El Partido Popular de Segovia no está contento con el funcionamiento del minibus eléctrico que recorre la Línea 9 de bus urbano.  Consideran que las averías han sido muchas y aseguran que el vehículo en cuestión «ha permanecido averiado 5 meses de los 9 que han trascurrido de este año».

Así lo trasladaron al último pleno municipal, lamentando que no se haya producido por parte del equipo de Gobierno «ni una disculpa a los usuarios, ni un asomo de autocrítica, ni una mención a los recursos públicos dilapidados teniendo en cuenta que el vehículo costó a los segovianos un cuarto de millón de euros y sus costes de explotación ascienden a más de un millón de pesetas al mes». Para ellos, lo peor de esta situación es que «al estar la Línea 9 atendida por un único vehículo cada avería supone la supresión de esa línea, que deja sin servicio a todos los ciudadanos que la usan, sean muchos o pocos».

«La respuesta del PSOE de Pedro Arahuetes en el pasado Pleno fue sencillamente que no estaban «orgullosos», sino «orgullosísimos» del funcionamiento de un servicio público que es imposible que cale en la ciudadanía porque funciona un día de cada dos y de este modo es improbable crear un hábito de uso», explican.

 

«Cero euros» para las cámaras de la Plaza Mayor

Recuerdan también los populares que en el pasado Pleno, los populares se interesaron también «por el coste de implantación del nuevo sistema de cámaras de vídeo que regularán, según ha sido anunciado, en breve el tráfico rodado en la Plaza Mayor de Segovia». Según explican en una nota, «la respuesta del Equipo de Gobierno fue que el coste del nuevo sistema no estaba contemplado en los Presupuestos del Ayuntamiento porque era de ‘cero euros'».

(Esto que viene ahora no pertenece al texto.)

PR #131, opened 2015-12-14
Check catalogs using only dither from backstop or history

jeanconn:
Check catalogs using only dither from backstop or history.  

This still compares backstop dither state to OR state and compares OR vs backstop amplitudes if backstop commanding includes amplitude.  However, instead of using the OR amplitude by default in check_catalog(), the default value of 20 arcsecs will be used unless an AODITPAR has occurred to set dither parameters explicitly in backstop.

### DIFF
--- a/src/lib/Ska/Starcheck/Obsid.pm
+++ b/src/lib/Ska/Starcheck/Obsid.pm
@@ -21,6 +21,7 @@ package Ska::Starcheck::Obsid;
 use strict;
 use warnings;
 
+use List::Util qw( max );
 use Quat;
 use Ska::ACACoordConvert;
 use File::Basename;
@@ -1077,8 +1078,7 @@ sub check_star_catalog {
 
     my $dither;			# Global dither for observation
     if (defined $self->{cmd_dither_y_amp} and defined $self->{cmd_dither_z_amp}) {
-	$dither = ($self->{cmd_dither_y_amy} > $self->{cmd_dither_z_amp} ?
-		   $self->{cmd_dither_y_amp} : $self->{cmd_dither_z_amp});
+	$dither = max($self->{cmd_dither_y_amy}, $self->{cmd_dither_z_amp});
     } else {
 	$dither = 20.0;
     }
--- a/src/lib/Ska/Starcheck/Obsid.pm
+++ b/src/lib/Ska/Starcheck/Obsid.pm
@@ -1080,7 +1080,6 @@ sub check_star_catalog {
 	$dither = ($self->{cmd_dither_y_amy} > $self->{cmd_dither_z_amp} ?
 		   $self->{cmd_dither_y_amp} : $self->{cmd_dither_z_amp});
     } else {
-        $self->{used_default_dither} = 1;
 	$dither = 20.0;
     }
 
--- a/src/lib/Ska/Starcheck/Obsid.pm
+++ b/src/lib/Ska/Starcheck/Obsid.pm
@@ -686,8 +686,6 @@ sub check_dither {
     if (($bs_val eq 'ENAB') and (defined $dither->{ampl_y} and defined $dither->{ampl_p})){
         $self->{cmd_dither_y_amp} = $dither->{ampl_y};
         $self->{cmd_dither_z_amp} = $dither->{ampl_p};
-        $self->{cmd_dither_y_period} = $dither->{period_y};
-        $self->{cmd_dither_z_period} = $dither->{period_z};
         if (not standard_dither($dither)){
             push @{$self->{yellow_warn}}, "$alarm Non-standard dither\n";
             if ($dither->{ampl_y} > $large_dith_thresh or $dither->{ampl_p} > $large_dith_thresh){
--- a/src/lib/Ska/Starcheck/Obsid.pm
+++ b/src/lib/Ska/Starcheck/Obsid.pm
@@ -681,10 +681,12 @@ sub check_dither {
             push @{$self->{warn}}, $warn;
         }
     }
-
-
     # Check for standard and large dither based solely on backstop/history values
     if (($bs_val eq 'ENAB') and (defined $dither->{ampl_y} and defined $dither->{ampl_p})){
+        $self->{cmd_dither_y_amp} = $dither->{ampl_y};
+        $self->{cmd_dither_z_amp} = $dither->{ampl_p};
+        $self->{cmd_dither_y_period} = $dither->{period_y};
+        $self->{cmd_dither_z_period} = $dither->{period_z};
         if (not standard_dither($dither)){
             push @{$self->{yellow_warn}}, "$alarm Non-standard dither\n";
             if ($dither->{ampl_y} > $large_dith_thresh or $dither->{ampl_p} > $large_dith_thresh){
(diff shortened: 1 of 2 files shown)


jeanconn:
This depends on PR #95

src/lib/Ska/Starcheck/Obsid.pm
```diff
@@ -646,41 +648,163 @@ sub check_dither {
...
+    if ((abs($self->{obs_tstart} - $obs_start_dither->{time} - 60) > $time_tol)
+            or ($obs_start_dither->{state} ne 'DISA')){
+        push @{$self->{warn}},
+            sprintf("$alarm Dither should be disabled 1 min before obs start for Large Dither\n");
+    }
+
+    # Are parameters set to normal values 5 minutes before the end of the observation?
+    my $obs_stop_dither;
+    foreach my $dither (reverse @{$all_dither}) {
+	if ($self->{obs_tstop} - 300 >= $dither->{time}) {
```
taldcroft: This appears to be checking for any dither commanding that happens earlier than 5 mins before `obs_tstop`, not for commanding that occurs within some narrow window.  Maybe in conjunction with the logic of other tests that is sufficient, but it makes the tests more difficult to verify analytically.

jeanconn: The combination of reverse and last over the dither states finds the first state before the 5 minute mark and quits.  However, if, like the dither disable test, the real intent was to confirm that dither was set to nominal parameters and not changed through end of observation, I could just check the dither state at the end of the observation and confirm that it started 5 minutes before the end of the observation.  I was trying to take a bigger picture view here and test the thing that the the dither commanding was supposed to effect, and leave the PCAD check to search for specific commands at specific times.

taldcroft: You at least need some timing margin here.  I think that if the dither command occurs at 299.999 sec before `obs_tstop` then the test will fail.

jeanconn: I would think that should actually be a fail (in that greater than would be OK but less than 5 minutes would be bad.  But I'll change this to just a a tolerance around 300.  Granted, the tolerance really just seems to be capturing that the maneuver summary is off by 10 seconds.  Have I mentioned I won't miss this (when we're working more in starhopper)?

jeanconn:
Also, this PR was really just the last commit for the "use backstop dither"  

I see you've got comments on the large dither checks that are on the other PR.  The "use backstop dither" thing was chained to the end, but this time I just made it a full PR against master and figured I'd rebase once the large dither check PR was good to go.  Now just confused.

taldcroft:
I think I would have just called #95 "Enhance dither checking" and put this commit into it.   Basically all that code seems to be intertwined with this so just put in the same PR (e.g. next time).  For now this looks good enough code wise.

What I can't obviously see are any tests that show it works and has reasonable coverage.  I expect there are regression diffs somewhere but I don't specifically know where to look.

jeanconn:
> "Basically all that code seems to be intertwined with this so just put in
the same PR (e.g. next time). "

Disagreeing just in the fact that this change to use the backstop code is a
very different conceptual change and related to a different issue.  I
didn't want to try to deal with the complex merge if I had put it in a
separate branch off master, but I *did* want the idea independently
evaluated for merit to see if we were still going to do it.  I was planning
on it as a Y/N after review of the handle_big_dither changes.

taldcroft:
I agree that on further consideration this is independent.  However, it looks like a pretty self-contained change that should easily merge.  If you cannot easily merge some new feature then that's a good sign that it is intertwined with another changeset.  

In general rebasing and merging is possible, so if you have a conceptually distinct change that does not *explicitly* depend on functionality from another PR, then just start clean from master.

taldcroft:
Hmm, needs rebase now.

src/lib/Ska/Starcheck/Obsid.pm
```diff
@@ -681,10 +682,10 @@ sub check_dither {
             push @{$self->{warn}}, $warn;
         }
     }
-
-
     # Check for standard and large dither based solely on backstop/history values
     if (($bs_val eq 'ENAB') and (defined $dither->{ampl_y} and defined $dither->{ampl_p})){
+        $self->{cmd_dither_y_amp} = $dither->{ampl_y};
+        $self->{cmd_dither_z_amp} = $dither->{ampl_p};
```
jeanconn: I think it is appropriate and makes sense to only save out these amplitudes if dither is enabled (which is what this is doing).

taldcroft:
Looks good.  There is of course the option of using the OR value if it hasn't been commanded in the loads yet, but in the end we really don't *know* that the dither will match the OR value so I think it's better to be conservative here.  Was that your thinking?

jeanconn:
That was the driver and the thinking behind the original issue, but I don't
know if we want to run with it or not.  If we want to just use the OR
value, we don't need to apply this PR.  If we want to use the backstop
value only if the amplitude is defined (if there has been dither commanding
in the loads), we could do that too.

I think that the more conservative choice here (20 arcsecs) is fine from a
star catalog checking perspective, and if we really need the 12 arcsecs
margin, we should push to get the continuity right.
​

taldcroft:
Agreed (with your final sentence).

src/lib/Ska/Starcheck/Obsid.pm
```diff
@@ -1074,9 +1075,8 @@ sub check_star_catalog {
     my $min_z = $z_ang_max;
 
     my $dither;			# Global dither for observation
-    if (defined $self->{DITHER_Y_AMP} and defined $self->{DITHER_Z_AMP}) {
-	$dither = ($self->{DITHER_Y_AMP} > $self->{DITHER_Z_AMP} ?
-		   $self->{DITHER_Y_AMP} : $self->{DITHER_Z_AMP}) * 3600.0;
+    if (defined $self->{cmd_dither_y_amp} and defined $self->{cmd_dither_z_amp}) {
+	$dither = max($self->{cmd_dither_y_amy}, $self->{cmd_dither_z_amp});
```
jeanconn: In general, there is now the over simplification that the observation "commanded" dither in this case should be the dither state that is running 8 minutes after the last maneuver.  That is reasonable for the guide star checks, but for the large dither observations, should the acquisition checks be run against the acquisition dither?

taldcroft: Yes, that's correct.  The current result should be conservative, so I think that in most cases we can live with this.  If we get in trouble with spoilers then we'll see.  Do you have a simple plan in mind to implement the correct behavior?

jeanconn: No plan in mind.  If I were, say, developing a stateful checker, I'd stay aware of checking the two star catalogs with separate states and parameters.

taldcroft: Fortunately with hopper this kind of thing happens without even trying.  You always are checking against the state values that apply at that time.  :smile_cat:  But I'm not sure what you mean about *two* star catalogs.  Am I wrong in thinking that for acquisition there is only one acquisition (that gets done with "small" dither)?  The guide stars are acquired with small dither as well, and then dither gets changed.  So that would imply guide stars should be checked at some point (perhaps 8 minutes) into the observation when the "observation" dither is in place.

Para los populares esta respuesta no es sino «un nuevo intento de confundir a los segovianos en relación a los pésimos resultados y la mala gestión del sistema de bolardos inteligentes cuyo fracaso ha obligado a buscar este nuevo sistema». «Se empeñan en insistir en que el coste de sus errores es cero euros para los segovianos y las arcas públicas», explican  Pero debieran ser conscientes de que los ciudadanos son inteligentes y saben que todo tiene un coste que al final se termina conociendo por mucho que se intente camuflar».